======== Dataset excerpts

PR #1197, opened 2021-07-19
TS: modals_and_popovers

csong202:
Converting files to typescript

- FixedPopover.stories
- FocusLockedModal
- FocusLockedModal.stories
- ModalButton
- ModalButton.stories
- StatelessModal
- StatelessModal.stories

### DIFF
--- a/client/src/components/modals_and_popovers/FixedPopover.stories.tsx
+++ b/client/src/components/modals_and_popovers/FixedPopover.stories.tsx
@@ -1,4 +1,5 @@
 import { useArgs } from "@storybook/client-api";
+import { Story, Meta } from "@storybook/react";
 import React, { Fragment } from "react";
 
 import { FixedPopover } from "./FixedPopover";
@@ -9,9 +10,11 @@ export default {
 
   // Need decorators to use useArgs()
   decorators: [(Story) => <div>{Story()}</div>],
-};
+} as Meta;
 
-const Template = (args) => {
+type FixedPopoverProps = React.ComponentProps<typeof FixedPopover>;
+
+const Template: Story<FixedPopoverProps> = (args) => {
   const [_, updateArgs] = useArgs();
 
   function on_close_callback() {
--- a/client/src/components/modals_and_popovers/FixedPopover.stories.tsx
+++ b/client/src/components/modals_and_popovers/FixedPopover.stories.tsx
@@ -2,6 +2,8 @@ import { useArgs } from "@storybook/client-api";
 import { Story, Meta } from "@storybook/react";
 import React, { Fragment } from "react";
 
+import { ComponentProps } from "src/types/util_types.d";
+
 import { FixedPopover } from "./FixedPopover";
 
 export default {
@@ -11,12 +13,6 @@ export default {
   // Need decorators to use useArgs()
   decorators: [(Story) => <div>{Story()}</div>],
 } as Meta;
-
-type ComponentProps<T> = T extends
-  | React.ComponentType<infer P>
-  | React.Component<infer P>
-  ? JSX.LibraryManagedAttributes<T, P>
-  : never;
 
 type FixedPopoverProps = ComponentProps<typeof FixedPopover>;
 
--- a/client/src/components/modals_and_popovers/FixedPopover.stories.tsx
+++ b/client/src/components/modals_and_popovers/FixedPopover.stories.tsx
@@ -12,7 +12,13 @@ export default {
   decorators: [(Story) => <div>{Story()}</div>],
 } as Meta;
 
-type FixedPopoverProps = React.ComponentProps<typeof FixedPopover>;
+type ComponentProps<T> = T extends
+  | React.ComponentType<infer P>
+  | React.Component<infer P>
+  ? JSX.LibraryManagedAttributes<T, P>
+  : never;
+
+type FixedPopoverProps = ComponentProps<typeof FixedPopover>;
 
 const Template: Story<FixedPopoverProps> = (args) => {
   const [_, updateArgs] = useArgs();
--- a/client/src/components/modals_and_popovers/FixedPopover.stories.tsx
+++ b/client/src/components/modals_and_popovers/FixedPopover.stories.tsx
@@ -60,7 +60,7 @@ Basic.args = {
 
   // css
   dialog_position: "",
-  additional_dialog_class: "",
+  additional_dialog_class: undefined,
 };
 
 export const Timer = Template.bind({});
@@ -83,7 +83,7 @@ Timer.args = {
 
   // css
   dialog_position: "",
-  additional_dialog_class: "",
+  additional_dialog_class: undefined,
 
   // clock
   auto_close_time: 1000,
--- a/client/src/components/modals_and_popovers/FixedPopover.stories.tsx
+++ b/client/src/components/modals_and_popovers/FixedPopover.stories.tsx
@@ -58,7 +58,7 @@ Basic.args = {
 
   // css
   dialog_position: "",
-  additional_dialog_position: "",
+  additional_dialog_class: "",
 };
 
 export const Timer = Template.bind({});
--- a/client/src/components/modals_and_popovers/ModalButton.tsx
+++ b/client/src/components/modals_and_popovers/ModalButton.tsx
@@ -1,19 +1,19 @@
 import React, { Fragment } from "react";
 
-import { withRouter } from "react-router-dom";
+import { withRouter, RouteComponentProps } from "react-router-dom";
 
 import { SafeJSURL } from "src/general_utils";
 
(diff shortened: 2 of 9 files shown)


client/src/components/modals_and_popovers/FixedPopover.stories.tsx
```diff
@@ -9,9 +10,17 @@ export default {
...
   // Need decorators to use useArgs()
   decorators: [(Story) => <div>{Story()}</div>],
-};
+} as Meta;
+
+type ComponentProps<T> = T extends
+  | React.ComponentType<infer P>
+  | React.Component<infer P>
+  ? JSX.LibraryManagedAttributes<T, P>
+  : never;
```
Stephen-ONeil, line 19: Just a note, #1191 is probably going to declare this utility type centrally in `src/types/utility_Types.d.ts`. Depending which branch merges first, please coordinate with Ivan to switch to using the central definition here.

client/src/components/modals_and_popovers/StatelessModal.tsx
```diff
@@ -6,7 +6,7 @@ import { Modal } from "react-bootstrap";
 import { trivial_text_maker } from "src/models/text";
 import "./bootstrap_modal_exstension.scss";
 
-interface StatelessModalProps {
+type StatelessModalProps = typeof StatelessModal.defaultProps & {
```
Stephen-ONeil, line 9: Looks to have the same `any` issue from [this](https://github.com/TBS-EACPD/infobase/pull/1191#pullrequestreview-710647649) comment.
image

Stephen-ONeil: And oops, this and other files are being updated on both this and Ivan's branch. Guess I could have asked you to pause this branch until his was done.

client/src/components/modals_and_popovers/StatelessModal.tsx
```diff
@@ -15,14 +15,18 @@ interface StatelessModalProps {
...
   close_text?: string;
-  include_close_button_in_header: boolean;
+  include_close_button_in_header?: boolean;
   additional_dialog_class_name?: string;
-}
+};
 
 export class StatelessModal extends React.Component<StatelessModalProps> {
   static defaultProps = {
+    subtitle: "",
```
Stephen-ONeil, line 24: I think because this has a default of `""`, even though it's declared optional in the explicit types, it's going to internally say that it's type is _just_ `string`. That means in practice we're giving the empty string the special meaning of "do not render a subtitle". I think it probably makes sense to not render any subtitle related DOM when the string is empty, but for the sake of the component's interface it's clearer if it explicitly takes `undefined` to mean "render no subtitle". Same on the other optional props here.

So, to be clear, I think they should just be optional string props, and should not be in default props.

client/src/components/modals_and_popovers/ModalButton.tsx
```diff
@@ -1,13 +1,26 @@
...
 
 import { SafeJSURL } from "src/general_utils";
 
 import { StatelessModal } from "./StatelessModal";
 
-class ModalButton_ extends React.Component {
-  constructor(props) {
+type ModalButtonProps = RouteComponentProps & {
+  show_condition: { name: string; value: string };
+  match: { params: { options: string } };
```
Stephen-ONeil, line 11: Would expect `match` typing to come from `RouteComponentProps`?

client/src/components/modals_and_popovers/ModalButton.tsx
```diff
@@ -1,13 +1,26 @@
...
+  button_text: string;
+  title: string;
+  children: string | React.ReactNode;
```
Stephen-ONeil, line 14: `ReactNode` covers strings.

Here's a little pattern I use often to double check my assumptions about types:
image

Stephen-ONeil: That can be read as "can something of type `string` be stored in type `React.ReactNode`? `any` for true, `never` for false".

Stephen-ONeil (changes requested):
Some comments, unfortunately a number of things are tangled up with #1191. If you haven't been, please keep an eye on that PR while these are both WIP.

client/src/components/modals_and_popovers/FixedPopover.stories.tsx
csong202: I'm going to wait for Ivan's branch to merge first then I'll rebase off of master and adjust mine since he added the utility type centrally.

client/src/components/modals_and_popovers/StatelessModal.tsx
csong202: I'll drop the commits on this file

Stephen-ONeil (changes requested):
Some inconsistency between `additional_dialog_class` and `additional_dialog_class_name`. Didn't check if that's a typo or inconsistency in the original components, but it'd be good to standardize on one or the other (the first  is shorter and clear enough imo).

Second minor thought, I would think `undefined` would be the better value for the "no class name provided" case, since that'd be the actual use-case version of not providing that prop (assuming it was typed as optional in the component). Would have to double check how that works with the storybook controls section, since I'm assuming that's why it's there with empty strings in the first case.

csong202:
> Second minor thought, I would think `undefined` would be the better value for the "no class name provided" case, since that'd be the actual use-case version of not providing that prop (assuming it was typed as optional in the component). Would have to double check how that works with the storybook controls section, since I'm assuming that's why it's there with empty strings in the first case. They're on the storybook controls with empty strings because they're in the args. Should I get rid of them?

`additional_dialog_class` is optional on StatelessModal and FixedPopover but required on FocusLockedModal (has type `string | string[]`).

Stephen-ONeil:
> `additional_dialog_class` is optional on StatelessModal and FixedPopover but required on FocusLockedModal (has type `string | string[]`). They're on the storybook controls because the args have `additional_dialog_class: ""`. Should I get rid of them?

I'm guessing it should be optional on `FocusLockedModal` too. Didn't look, but it's called "additional" which implies optional imo. If it looks like it really isn't optional, maybe rename the prop to just `dialog_class` on `FocusLockedModal`. Will cause less confusion for why the same prop is optional sometimes and required others (but again, I'm guessing it should always be optional).

So it doesn't show up in the controls with `additional_dialog_class: undefined`? If not, it's fine to leave them as empty strings, I was just curious if `undefined` worked (since it's the "natural" value for an optional prop).

csong202:
> So it doesn't show up in the controls with `additional_dialog_class: undefined`? If not, it's fine to leave them as empty strings, I was just curious if `undefined` worked (since it's the "natural" value for an optional prop).

Nvm it still shows up with undefined and I get a `Set string` button
Screen Shot 2021-07-27 at 9 56 35 AM

client/src/components/modals_and_popovers/ModalButton.tsx
Stephen-ONeil: > Would expect `match` typing to come from `RouteComponentProps`?

Still curious about this. Is `match: { params: { options: string } };` redundant to `RouteComponentProps`?

Stephen-ONeil (changes requested):
Sorry, still think the `additional_dialog_class` prop on `FocusLockedModal` should have just been made optional. Took a look, and the component is currently only used in the report builder, where that prop isn't being used.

================

** Exercise aim **
List the lines of the records where "please" occurs.

** Problem solution **
Stephen-ONeil, line 19: Just a note, #1191 is probably going to declare this utility type centrally in `src/types/utility_Types.d.ts`. Depending which branch merges first, please coordinate with Ivan to switch to using the central definition here.
Some comments, unfortunately a number of things are tangled up with #1191. If you haven't been, please keep an eye on that PR while these are both WIP.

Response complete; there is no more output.